If your neighbor’s yard is making you green with envy, the West Virginia University Extension Service has advice to help spruce up your surroundings and take steps to ensure an attractive lawn that is in good shape.
“Just like any plant, the lawn is a living thing that needs proper care to thrive,” said Rakesh Chandran, WVU Extension Service specialist and professor in weed science. “It needs a solid base to grow from and maintained carefully to be as healthy, and beautiful, as possible.”
The first step in achieving a healthy lawn is to “get the dirt” on the soil conditions of the yard.
“The soil is at the root of a healthy lawn, and knowing what you’re working with and what sort of condition the soil is in is critical,” advised Chandran. “Your local WVU Extension Service county office provides everything needed for a free soil analysis through the WVU soil testing laboratory.”
The test results offer insight into soil acidity levels so that type and volume of fertilizers can be determined, if needed. Fertilizers are generally applied in spring or fall months, and the chemical composition varies by season.

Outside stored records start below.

PR #501, opened 2026-05-21
Improve dbtool-gui log pane with startup, plugin, and connection events

christianparpart:
Today `LogPanel` in dbtool-gui is fed only by `MigrationRunner::logLine`, so it sits empty until the user clicks Migrate. A user opening dbtool-gui cannot tell which plugins were loaded, which database was just connected, or where the profile store lives — even though all of that is already known internally. This PR makes the pane a chronological narrative of "what just happened".

## Changes

- **Startup banner** in `AppController`'s constructor: Qt version, theme (effective + requested), view mode, profile-store path + profile count.
- **Plugin discovery** (per `ReloadPlugins`): resolved plugins directory, per-plugin `Loaded` / `Shadowed` / `Failed` lines, summary count of migrations & releases. Runs unconditionally — `--verbose` no longer gates discovery output, it only controls extra stderr noise.
- **Database connect** (per `connectToProfile`): `Connecting <summary>…`, `Connected: <ServerType> · <database> · <version>`, optional `Schema search path: …`, and `Applied migrations: A / T`. Failures log `Connection failed: …` in addition to the existing error banner. Disconnect emits `Disconnected.`
- **Typed log level**: new `enum class DbtoolGui::LogLevel { Info, Warning, Error }` with `Q_NAMESPACE` + `Q_ENUM_NS` replaces every magic `0`/`1`/`2` at the C++ signal boundary (`MigrationRunner::logLine`, `BackupRunner::logLine`, and the new `AppController::logLine`).
- **Unified feed**: `AppController` gains a single `logLine` signal; the runners forward into it so QML has one subscription source. Messages emitted before `LogPanel.qml` exists (plugin discovery happens in the constructor, well before the QML engine wires up its receiver) are buffered and replayed when QML calls `attachLogSink()` from `Component.onCompleted`.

Based on the recommendations of the soil analysis, choose the correct treatment and apply fertilizers to a dry lawn as uniformly as possible with a properly calibrated spreader. Avoid overlaps in application, and be sure to keep fertilizers away from surface water.
Once the soil has been primed for optimum growth and the grass is growing tall, the next step is to maintain the growth. Properly mowing is vital to having a lush, healthy lawn.
According to Chandran, mowing grass too short will result in a poor strand of grass and excess weed growth. In general, he recommends a mowing height of approximately 3 inches to promote root development.
“However, whenever possible, the most ideal way to mow is to remove only one-third of the lawn’s top-growth and allow the clippings to be recycled back into the lawn,” said Chandran.
Make sure that mowing equipment is at peak condition for best results.
“When mowing, sharp blades are of utmost importance — dull blades pull instead of cut, potentially triggering diseases and reducing the overall vigor of the lawn,” explained Chandran.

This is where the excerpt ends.